# Fix my pickles!



## LivinGreen (Mar 26, 2013)

I made bunch pickles and they taste GROSS! Im pretty sure it was the pickling spice. SO...
Can I fix them by redoing the pickling solutiion and recanning them? Should boil or brine them to get rid of the bad flavor?
Please Help!


----------



## NaeKid (Oct 17, 2008)

What was your recipe? What was the vegitable that you pickled? Some more details would be great for some of our pickle-masters to be able to help some more.

Personally, I know very little about pickling, but, I do know that yesterday was my first batch ever!


----------



## LivinGreen (Mar 26, 2013)

Good for you Naekid! I was thrilled when I did my first batch. Its addictive.
I pickled cucumber spears, and the recipe said to use 2Tbs pickling spice.My first batch I left the spice in the juice, the 2nd batch I used half (1Tbs) and put it in a cheesecloth bag. Those still tasted bad. Im thinkin about leaving out any pickling spice. 
What does anybody else do? Use it or not?


----------



## oldasrocks (Jun 30, 2012)

Trick we learned for having crisp pickles. Put a couple leaves off a cherry tree in the jar.

Don't have any idea how to fix the bad taste but recommend to start over as I'm guessing the taste went through the cucumbers.


----------



## Davarm (Oct 22, 2011)

Was the problem that you dont like the taste of the pickling spice or is there some other issue with the taste?

What vinegar/water ratio did you use?

What kind of vinegar did you use?

Were the cucumbers "pickling cucumbers" or another verity?

How much salt did you use per jar?

How did you seal the jars?

You need to keep in mind that the more you "re-work" the cucumbers, the softer they're going to get, the less heat you use while making the pickles the better they will taste.

You can skip the spices all together and just make a "sour" pickle or you could try using dill instead, garlic and a sliced jalapeno pepper will make a world of difference in the taste.

You could try adding sugar(to taste) to the pickle recipe, the sugar can mask a lot of issues and sweet polish or dill style pickles can be pretty good.
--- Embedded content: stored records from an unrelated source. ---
PR #500, opened 2019-09-25
Reduce memory consumption of sendData

dirkmueller:
sendData() had two deep-copy capturing closures, which are
keeping full copies of data and request_headers permanently in memory,
which is extremely wasteful and triggering heap fragmentation.
    
We can simplify the code a bit and also avoid printing the http
reply by default, which removes ~ 200ms request time (waiting for serial).

### DIFF
--- a/airrohr-firmware/Versions.md
+++ b/airrohr-firmware/Versions.md
@@ -11,6 +11,7 @@ NRZ-2019-124-B6
 * BMP280/BME280 sensors are merged into one implementation
 * Switch OTA updater two a two-Stage implemenation allowing more than 512kb of sketch size
 * Fix memory corruption when using displays
+* Reduce memory consumption in data sending which allows keeping the HTTP server available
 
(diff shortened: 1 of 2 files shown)


ricki-z:
With the space now available we could try to add cert verification. All our servers use Let'sEncrypt certs.  But for this we would need to change to BearSSL.

nospam2000:
> With the space now available we could try to add cert verification.

I would understand that for private data+servers, but what is the benefit of encryption and certificate validation of data which is nevertheless published and available to everyone?

Do you mean server certificate validation or client certificate validation?

ricki-z:
Server cert. Mainly for firmware update. And I think some people in "other" countries would also prefer to send their data only to our servers.

dirkmueller:
I was experimenting a bit with verification, but I would prefer to do that after the arduino core update, as there are some improvements in that area there.

PR #501, opened 2019-09-26
String reallocation optimisations

dirkmueller:
When instrumenting the String::changeBuffer() method it becomes
clear that several codepaths are excessively reallocating strings
over time in 16 byte intervals, which causes a very fragmented
heap.

Following the guidlines in https://cpp4arduino.com/2018/11/21/eight-tips-to-use-the-string-class-efficiently.html
we can group frequent string concatenation result strings into
larger buckets, preallocate memory and be more efficient in runtime
and heap usage.

* Also remove Float2String(), does the same like String() just slow (with additional spacing which gets trim'ed).

* Add more pagination to config_body_get()

* Remove 3 parameter variant tmpl (only used once, easy to replace inline)

* Change all webserver pages to be rendered incrementally, which simplifies
code paths somewhat and reduces memory pressure. Also, send_P directly
larger html header parts that don't need to be modified.

* Use CPP string concatenation instead of String.replace() at runtime where
feasible.

Overall this reduces also codesize by ~ 2kb.


ricki-z:
float2string was added at a time where this wasn't available in the Arduino core for ESP8266. And as it did what we expected we haven't replaced it.

ricki-z:
And Float2String is limiting the output to 2 or n decimal places! This is needed for i.e. for display output. String doesn't do that.

dirkmueller:
@ricki-z I see no difference in my testing of the code. the Arduino implementation is this:

```
String::String(double value, unsigned char decimalPlaces) {
    init();
    char buf[33];
    *this = dtostrf(value, (decimalPlaces + 2), decimalPlaces, buf);
}
```

decimalPlaces defaults to 2. the airrohr implementation did this:

```
// Convert a float to String with two decimals.
	char temp[15];

	dtostrf(value, 13, digits, temp);
	String s = temp;
	s.trim();
	return s;
```

so the only difference is hardcoded 13 vs "decimalPlaces +2". which seems to be doing the same thing.. 

can you show me the difference?

ricki-z:
I didn't know that this implementation has now a default of 2 decimal places. And the first occurences of String() I had found were without decimal places. So for me I looked like the complete float or double were printed (and what I would expect for String()).

PR #511, opened 2019-10-04
Don't hang on reading reply when sending data to server

dirkmueller:
If replies are not coming, time out quickly. Also don't try to read
more than is currently available to not block unplanned.


dirkmueller:
this is already in #506

PR #512, opened 2019-10-07
Updated missing translations in firmware

DavidMoraisFerreira:
Hi,
I translated some missing strings in French, Portuguese, Luxembourgish and a couple in Spanish.


ricki-z:
Thank you for the translations. They were included in the actual beta version and will be part of the next release version.

PR #527, opened 2019-10-30
docu: correct filename of ext_def in description 

mrMoe:
Correct a typo in the ext_def.h filename
Add table for filename descriptions for better html rendering


dirkmueller:
@mrMoe you might want to change your wifi password now..

PR #542, opened 2019-11-06
playing with WiFI

dirkmueller:


ricki-z:
In airrohr_update_loader.ino the WiFi include is missing. Or the WiFi.forceSleepBegin() should be removed.

dirkmueller:
@ricki-z removed the related commit that fails the update-loader build..

PR #549, opened 2019-11-13
Revert reporting change

dirkmueller:


ricki-z:
We should "execute" the command, but may be with a little delay (100ms?).
Some users test their SDS011 with a python script. This script is setting the query mode (which is permanent). And with that the firmware won't read any data.

PR #554, opened 2019-11-14
Turn off modem sleep

dirkmueller:
Until we can update the Arduino core 2.6.0 (which is hopefully soon)
with the newer xtensa toolchain, it seems the best bet is to
reduce wifi sleeping. Also high transmit power can interfere with
the flash reading which can cause instability.

https://github.com/esp8266/Arduino/issues/5998#issuecomment-549068473
https://github.com/esp8266/Arduino/issues/6471

### DIFF
--- a/airrohr-firmware/airrohr-firmware.ino
+++ b/airrohr-firmware/airrohr-firmware.ino
@@ -2316,7 +2316,9 @@ static void connectWifi() {
 #if defined(ESP8266)
 	// Enforce Rx/Tx calibration
 	system_phy_set_powerup_option(1);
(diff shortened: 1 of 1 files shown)


ricki-z:
core 2.6.1 is out

CRCinAU:
Not sure what this project is, but you probably want WIFI_MODEM_SLEEP.

WIFI_LIGHT_SLEEP is broken and disconnects all the time. WIFI_NONE_SLEEP means you use ~70mA all the time. WIFI_MODEM_SLEEP will draw ~10mA on idle and doesn't seem to drop the wifi connection.

PR #567, opened 2019-11-26
Update dutch (nl) translations.

bertrik:
Missing translations added, one existing translation corrected.


airrohr-firmware/intl_nl.h
```diff
@@ -104,7 +104,7 @@ const char INTL_TIME[] PROGMEM = "Tijd";
 const char INTL_SIGNAL_STRENGTH[] PROGMEM = "Signaalsterkte";
 const char INTL_SIGNAL_QUALITY[] PROGMEM = "Signaalkwaliteit";
 #define INTL_NUMBER_OF_MEASUREMENTS "Aantal metingen:"
-#define INTL_TIME_SENDING_MS ""
+#define INTL_TIME_SENDING_MS "Tijdsduur opsturen metingen"
```
dirkmueller: currently other translations end this with ":" - however I just noticed that this is inconsistent. maybe make it consistent with line 106 ?

bertrik: Yes, I think that's a good idea, I will fix that this evening.

I did notice it was a bit inconsistent, the german language file has the ":", but the english one does not. I think I'll follow the german phrases and also keep it consistent with INTL_NUMBER_OF_MEASUREMENTS

dirkmueller: Fyi I indepentently decided to drop the colon everywhere see #565. That's much nicer imho

PR #250, opened 2017-04-26
Give kernel a time to scan partitions on a loop device

vpodzime:
It may take some short time and thus our tests may fail for no
real reason. Let's try to wait a second and then check if the
partitions were scanned or not.


vpodzime:
Jenkins, test this, please.

vpodzime:
Looks like this really eliminates the failures it tries to get rid of.

PR #252, opened 2017-04-26
Add readme for translators

vojtechtrefny:
We have po files in the repo and some translators tried to open
PRs to update them -- we need something to direct them to Zanata.

### DIFF
--- a/TRANSLATING
+++ b/TRANSLATING
@@ -1,0 +1,22 @@
+LOCALIZATION
+============
+
+UDisks localization is done in the Zanata translation platform.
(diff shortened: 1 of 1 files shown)


TRANSLATING
```diff
@@ -0,0 +1,22 @@
+LOCALIZATION
+============
+
+Udisks localization is done in the Zanata translation platform.
+Udisks project is located here:
```
vpodzime: U**D**isks

vojtechtrefny: Fixed

PR #253, opened 2017-04-27
Use libblockdev to get LUKS UUID for LUKS open

vojtechtrefny:
Because it is more reliable than using from udev.

### DIFF
--- a/src/udiskslinuxblock.c
+++ b/src/udiskslinuxblock.c
@@ -1530,14 +1530,14 @@ has_whitespace (const gchar *s)
 }
 
 static gchar *
-make_block_luksname (UDisksBlock *block)
+make_block_luksname (UDisksBlock *block, GError **error)
 {
-  const gchar *uuid = udisks_block_get_id_uuid (block);
+  gchar *uuid = bd_crypto_luks_uuid (udisks_block_get_device (block), error);
 
-  if (uuid && *uuid)
+  if (uuid)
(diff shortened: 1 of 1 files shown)


src/udiskslinuxblock.c
```diff
@@ -1530,14 +1530,16 @@ has_whitespace (const gchar *s)
 }
```
vpodzime: "...than getting data from udev"

src/udiskslinuxblock.c
```diff
@@ -1530,14 +1530,16 @@ has_whitespace (const gchar *s)
...
-    return g_strdup_printf ("luks-%s", uuid);
+  gchar *uuid = bd_crypto_luks_uuid (udisks_block_get_device (block), error);
 
-  return NULL;
+  if (!uuid)
+    return NULL;
+  else
+    {
+      return g_strdup_printf ("luks-%s", uuid);
+    }
```
vpodzime: Extra braces here. And maybe switching the branches here (together with the condition of course) would make more sense?

src/udiskslinuxblock.c
vojtechtrefny: Fixed, thanks.

src/udiskslinuxblock.c
vojtechtrefny: Fixed.

PR #255, opened 2017-05-03
udiskslinuxlogicalvolume.c: Dupe code removal

tasleson:
Place common initialization and checking code into a function called `common_setup`.  I tried making a common function with numerous callbacks to virtually replace the implementation of all these functions with one, but that got too unwieldy so going with this simple change instead.

### DIFF
--- a/modules/lvm2/udiskslinuxlogicalvolume.c
+++ b/modules/lvm2/udiskslinuxlogicalvolume.c
@@ -341,36 +341,32 @@ teardown_logical_volume (UDisksLogicalVolume   *volume,
 }
 
 static gboolean
-handle_delete (UDisksLogicalVolume   *_volume,
-               GDBusMethodInvocation *invocation,
-               GVariant              *options)
+common_setup (UDisksLinuxLogicalVolume           *volume,
+              GDBusMethodInvocation              *invocation,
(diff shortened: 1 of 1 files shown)


vpodzime:
Jenkins, this is ok to test.

modules/lvm2/udiskslinuxlogicalvolume.c
```diff
@@ -380,12 +376,42 @@ handle_delete (UDisksLogicalVolume   *_volume,
...
+  g_variant_lookup (options, "tear-down", "b", &teardown_flag);
+
+  if (!common_setup (volume,
+                     invocation,
+                     options,
+                     N_("Authentication is required to delete a logical volume"),
+                     &object,
+                     &daemon,
+                     &caller_uid,
+                     NULL))
```
vpodzime: I think the first three arguments could go on a single line and so could the ``out_`` ones. But YMMV, as always. :)

tasleson: @vpodzime Will update.  I was trying to match current code, but my preference would be to do as you suggest too.

tasleson:
@vpodzime Updated the formatting as suggested, thanks for the review!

Soaking the pickles in fresh water will(as you stated) "leech" out a lot of the flavor so you can start over but IMO starting with fresh cucumbers(if you have them) would be the better way to go.

If you think the pickles you made are just too far gone, you can chop/grind them and mix with chopped or ground cabbage and/or green tomatoes and make a relish flavored with your new spice mix.

An important thing to remember is that even though you didn't like the pickles you made, it shouldn't be considered a failure. You now know what you dont like and the next batch you do can always be with a different recipe.


----------



## NaeKid (Oct 17, 2008)

I just did a quick search on pickling-spice and found at AllRecipes something that might help you figure out if there might be a particular spice in the mix that might be the one flavor you don't like.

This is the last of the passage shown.